Extracted data entries:
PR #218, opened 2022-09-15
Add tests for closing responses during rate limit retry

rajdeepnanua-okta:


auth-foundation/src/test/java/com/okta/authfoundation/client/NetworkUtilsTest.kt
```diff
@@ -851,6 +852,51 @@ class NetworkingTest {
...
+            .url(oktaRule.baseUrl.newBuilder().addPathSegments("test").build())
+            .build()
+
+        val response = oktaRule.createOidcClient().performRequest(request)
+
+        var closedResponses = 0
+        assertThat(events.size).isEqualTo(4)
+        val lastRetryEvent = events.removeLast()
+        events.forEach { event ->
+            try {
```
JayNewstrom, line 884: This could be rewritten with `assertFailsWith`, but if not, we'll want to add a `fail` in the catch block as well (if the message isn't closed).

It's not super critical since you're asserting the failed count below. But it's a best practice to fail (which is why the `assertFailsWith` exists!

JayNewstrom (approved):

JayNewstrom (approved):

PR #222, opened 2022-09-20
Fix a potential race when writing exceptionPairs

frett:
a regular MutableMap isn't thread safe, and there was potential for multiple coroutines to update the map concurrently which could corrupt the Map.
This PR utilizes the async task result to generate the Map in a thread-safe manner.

==

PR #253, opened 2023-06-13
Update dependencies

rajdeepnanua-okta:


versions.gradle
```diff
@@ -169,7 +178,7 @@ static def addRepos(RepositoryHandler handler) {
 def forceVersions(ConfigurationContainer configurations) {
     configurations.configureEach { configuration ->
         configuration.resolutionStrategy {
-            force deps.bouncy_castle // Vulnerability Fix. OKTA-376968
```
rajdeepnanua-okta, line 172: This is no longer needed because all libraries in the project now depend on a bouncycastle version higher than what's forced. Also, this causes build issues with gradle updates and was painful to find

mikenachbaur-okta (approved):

--

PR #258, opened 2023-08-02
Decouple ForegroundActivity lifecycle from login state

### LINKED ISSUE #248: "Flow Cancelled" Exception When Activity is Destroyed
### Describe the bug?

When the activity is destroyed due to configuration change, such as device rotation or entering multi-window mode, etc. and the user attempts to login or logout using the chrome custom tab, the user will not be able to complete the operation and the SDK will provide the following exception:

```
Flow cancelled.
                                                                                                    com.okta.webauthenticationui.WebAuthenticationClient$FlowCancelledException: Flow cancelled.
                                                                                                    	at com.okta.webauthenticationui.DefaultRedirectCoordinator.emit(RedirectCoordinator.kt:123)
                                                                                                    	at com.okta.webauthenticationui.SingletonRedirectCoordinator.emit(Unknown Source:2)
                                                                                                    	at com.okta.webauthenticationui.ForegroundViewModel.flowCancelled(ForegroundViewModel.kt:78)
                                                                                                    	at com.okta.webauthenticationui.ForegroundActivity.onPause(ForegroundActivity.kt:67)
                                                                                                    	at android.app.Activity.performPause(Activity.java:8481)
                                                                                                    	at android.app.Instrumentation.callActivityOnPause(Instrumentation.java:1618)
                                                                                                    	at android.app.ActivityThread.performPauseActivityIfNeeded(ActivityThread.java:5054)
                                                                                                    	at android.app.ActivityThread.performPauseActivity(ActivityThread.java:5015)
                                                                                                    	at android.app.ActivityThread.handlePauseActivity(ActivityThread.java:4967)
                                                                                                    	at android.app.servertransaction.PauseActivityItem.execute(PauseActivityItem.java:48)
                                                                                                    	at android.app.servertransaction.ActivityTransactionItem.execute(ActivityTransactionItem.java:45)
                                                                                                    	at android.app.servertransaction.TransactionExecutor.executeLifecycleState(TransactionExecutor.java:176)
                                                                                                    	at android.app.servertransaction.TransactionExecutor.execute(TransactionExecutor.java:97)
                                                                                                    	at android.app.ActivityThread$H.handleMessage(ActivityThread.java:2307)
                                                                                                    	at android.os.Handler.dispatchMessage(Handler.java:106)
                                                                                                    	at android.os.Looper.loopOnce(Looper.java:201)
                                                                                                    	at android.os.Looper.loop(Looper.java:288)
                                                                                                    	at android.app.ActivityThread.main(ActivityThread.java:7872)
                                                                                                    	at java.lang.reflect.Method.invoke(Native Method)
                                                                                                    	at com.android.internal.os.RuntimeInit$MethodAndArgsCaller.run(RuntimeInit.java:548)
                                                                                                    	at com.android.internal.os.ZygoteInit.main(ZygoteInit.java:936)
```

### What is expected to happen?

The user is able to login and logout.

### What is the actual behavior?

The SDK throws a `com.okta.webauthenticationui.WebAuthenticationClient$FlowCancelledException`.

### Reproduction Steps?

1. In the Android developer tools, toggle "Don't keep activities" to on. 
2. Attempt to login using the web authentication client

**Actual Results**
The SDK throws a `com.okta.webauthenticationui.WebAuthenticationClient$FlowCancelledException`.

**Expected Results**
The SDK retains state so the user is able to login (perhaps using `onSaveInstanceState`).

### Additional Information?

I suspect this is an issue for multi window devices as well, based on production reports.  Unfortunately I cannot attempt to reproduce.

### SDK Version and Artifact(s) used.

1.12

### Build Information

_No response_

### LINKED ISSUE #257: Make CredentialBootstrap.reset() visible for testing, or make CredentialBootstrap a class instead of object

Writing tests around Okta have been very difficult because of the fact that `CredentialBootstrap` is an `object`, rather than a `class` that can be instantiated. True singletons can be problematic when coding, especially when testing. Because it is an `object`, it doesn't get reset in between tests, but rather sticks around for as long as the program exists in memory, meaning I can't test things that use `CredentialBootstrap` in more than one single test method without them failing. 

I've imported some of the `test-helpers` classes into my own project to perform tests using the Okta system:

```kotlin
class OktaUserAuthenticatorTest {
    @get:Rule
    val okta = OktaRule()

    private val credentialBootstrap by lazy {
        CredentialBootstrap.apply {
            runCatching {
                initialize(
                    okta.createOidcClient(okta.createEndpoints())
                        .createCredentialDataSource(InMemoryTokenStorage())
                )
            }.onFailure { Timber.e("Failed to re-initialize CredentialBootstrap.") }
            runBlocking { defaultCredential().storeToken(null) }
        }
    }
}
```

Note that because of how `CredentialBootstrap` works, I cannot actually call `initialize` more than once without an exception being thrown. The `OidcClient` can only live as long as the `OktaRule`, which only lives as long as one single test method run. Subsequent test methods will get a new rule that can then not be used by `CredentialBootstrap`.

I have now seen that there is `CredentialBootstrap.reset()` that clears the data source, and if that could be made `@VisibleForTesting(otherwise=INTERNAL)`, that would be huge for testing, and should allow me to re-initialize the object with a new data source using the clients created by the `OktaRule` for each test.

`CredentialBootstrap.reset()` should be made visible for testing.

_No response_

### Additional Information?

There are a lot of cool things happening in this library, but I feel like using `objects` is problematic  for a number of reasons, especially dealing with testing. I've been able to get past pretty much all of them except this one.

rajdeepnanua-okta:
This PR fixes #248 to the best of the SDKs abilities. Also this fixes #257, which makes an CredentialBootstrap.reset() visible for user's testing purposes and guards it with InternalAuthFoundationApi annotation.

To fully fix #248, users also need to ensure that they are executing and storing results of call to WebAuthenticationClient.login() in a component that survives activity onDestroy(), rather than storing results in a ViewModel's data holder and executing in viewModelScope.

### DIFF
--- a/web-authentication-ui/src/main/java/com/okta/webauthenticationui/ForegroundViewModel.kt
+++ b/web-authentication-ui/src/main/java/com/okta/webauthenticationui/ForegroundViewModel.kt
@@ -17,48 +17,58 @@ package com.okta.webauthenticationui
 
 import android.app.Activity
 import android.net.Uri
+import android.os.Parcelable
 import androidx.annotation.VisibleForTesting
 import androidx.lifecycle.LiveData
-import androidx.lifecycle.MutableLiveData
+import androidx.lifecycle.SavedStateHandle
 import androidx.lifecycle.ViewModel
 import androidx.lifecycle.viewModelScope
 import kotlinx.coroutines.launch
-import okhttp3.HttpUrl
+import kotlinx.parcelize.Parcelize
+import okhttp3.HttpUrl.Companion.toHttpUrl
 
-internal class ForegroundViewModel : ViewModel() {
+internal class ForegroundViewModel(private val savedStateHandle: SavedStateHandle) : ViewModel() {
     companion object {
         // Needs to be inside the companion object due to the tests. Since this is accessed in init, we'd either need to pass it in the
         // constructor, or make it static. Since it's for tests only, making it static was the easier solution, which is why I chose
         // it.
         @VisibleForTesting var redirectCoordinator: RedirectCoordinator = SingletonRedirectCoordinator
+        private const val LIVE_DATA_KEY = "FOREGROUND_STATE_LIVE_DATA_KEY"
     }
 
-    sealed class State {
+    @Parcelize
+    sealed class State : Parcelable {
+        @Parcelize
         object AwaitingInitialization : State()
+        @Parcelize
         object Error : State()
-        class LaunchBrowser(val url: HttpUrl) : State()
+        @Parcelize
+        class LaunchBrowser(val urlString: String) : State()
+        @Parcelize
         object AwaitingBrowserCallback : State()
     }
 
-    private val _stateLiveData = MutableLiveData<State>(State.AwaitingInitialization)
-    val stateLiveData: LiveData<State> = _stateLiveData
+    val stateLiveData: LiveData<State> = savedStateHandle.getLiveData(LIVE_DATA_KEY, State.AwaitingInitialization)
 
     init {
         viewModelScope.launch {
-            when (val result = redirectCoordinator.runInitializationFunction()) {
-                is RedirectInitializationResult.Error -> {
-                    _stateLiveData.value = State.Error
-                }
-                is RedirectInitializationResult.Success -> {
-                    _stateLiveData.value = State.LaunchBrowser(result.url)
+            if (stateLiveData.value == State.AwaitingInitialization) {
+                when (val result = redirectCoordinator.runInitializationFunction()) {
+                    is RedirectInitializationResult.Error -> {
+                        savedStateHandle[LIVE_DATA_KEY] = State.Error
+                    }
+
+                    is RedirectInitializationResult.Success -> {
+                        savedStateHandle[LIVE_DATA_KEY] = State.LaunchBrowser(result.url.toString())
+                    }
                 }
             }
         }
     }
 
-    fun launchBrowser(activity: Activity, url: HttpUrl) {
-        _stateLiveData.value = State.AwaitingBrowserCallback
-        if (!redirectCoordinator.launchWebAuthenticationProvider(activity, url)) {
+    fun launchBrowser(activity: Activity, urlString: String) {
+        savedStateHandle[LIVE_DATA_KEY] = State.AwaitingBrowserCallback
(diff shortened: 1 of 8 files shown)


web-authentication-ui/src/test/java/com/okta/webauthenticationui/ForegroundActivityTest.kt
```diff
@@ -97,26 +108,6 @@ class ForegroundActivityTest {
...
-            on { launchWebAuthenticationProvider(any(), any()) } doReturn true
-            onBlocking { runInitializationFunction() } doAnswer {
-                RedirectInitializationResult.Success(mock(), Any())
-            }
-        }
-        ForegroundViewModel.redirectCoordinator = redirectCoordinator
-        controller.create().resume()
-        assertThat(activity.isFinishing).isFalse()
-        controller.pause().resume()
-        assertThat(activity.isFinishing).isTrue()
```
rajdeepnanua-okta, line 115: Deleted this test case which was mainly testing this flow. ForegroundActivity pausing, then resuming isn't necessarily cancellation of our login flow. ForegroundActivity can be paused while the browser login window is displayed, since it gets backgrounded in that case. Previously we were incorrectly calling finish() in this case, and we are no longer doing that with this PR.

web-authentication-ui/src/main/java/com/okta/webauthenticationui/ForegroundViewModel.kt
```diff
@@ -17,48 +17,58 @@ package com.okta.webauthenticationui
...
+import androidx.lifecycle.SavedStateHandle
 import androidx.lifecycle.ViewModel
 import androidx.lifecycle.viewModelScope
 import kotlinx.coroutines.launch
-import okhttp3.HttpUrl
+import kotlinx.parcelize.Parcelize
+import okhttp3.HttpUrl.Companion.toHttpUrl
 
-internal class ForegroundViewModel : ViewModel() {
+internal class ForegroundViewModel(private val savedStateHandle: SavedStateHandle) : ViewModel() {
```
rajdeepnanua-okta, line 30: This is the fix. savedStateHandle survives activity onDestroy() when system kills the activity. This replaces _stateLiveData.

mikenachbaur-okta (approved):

EXERCISE GOAL: Among the lines of the data, find every one that holds "RedirectInitializationResult" and copy it.

REPLY TO THE TASK:
-                is RedirectInitializationResult.Error -> {
-                is RedirectInitializationResult.Success -> {
+                    is RedirectInitializationResult.Error -> {
+                    is RedirectInitializationResult.Success -> {
-                RedirectInitializationResult.Success(mock(), Any())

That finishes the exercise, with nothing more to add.